In order to claim discrimination under the Americans with Disabilities Act, employees must demonstrate that they could perform the essential functions of the job but were denied a reasonable accommodation. Some employers analyze the employee’s medical restrictions in terms of the job’s requirements and conclude that there are no reasonable or effective means by which the employee can perform that job. However, the ADA’s reasonable accommodation analysis requires one additional step. If the employee can no longer do his or her current job, is there an alternative position that they can perform?
Last month in Fisher v. Nissan North America, Inc., the Sixth Circuit Court of Appeals reversed dismissal of an ADA claim and remanded the matter for consideration of whether the employee should have been offered a transfer. After receiving a kidney transplant and a long leave of absence, the plaintiff was terminated following continuing struggles to meet the physical requirements of his prior position. He sued, claiming that Nissan should have allowed him to transfer to a considerably less demanding role. The Sixth Circuit agreed, remanding the claim for consideration of the reasonableness of this request.

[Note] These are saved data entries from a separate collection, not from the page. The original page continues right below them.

PR #32242, opened 2026-06-17
most xCluster replication requires no rewrite of associated indexes

mdbridge:
A recent customer incident may have been partially caused by the customer not realizing that just because a DDL doesn't rewrite the main table doesn't mean it doesn't rewrite the associated index as well, which we forbid in most modes of access to replication.

Here we make the documentation a little bit more specific in hopes of avoiding this in the future.


ddhodge (approved):
LGTM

The court overturned dismissal despite the employer’s strong evidence of having engaged in a thorough interactive process that concluded that the plaintiff was unable to stay in his old job. The company erred by failing to include in this process any documentation of consideration of alternative positions. The ADA does not require employers to create new jobs or to displace other workers. However, if the company has vacant available positions that meet the employee’s qualifications and medical abilities, he or she should be considered for those jobs as a final alternative to termination. If no such jobs are available at the time of this analysis, this fact should be included in the employer’s accommodation documentation.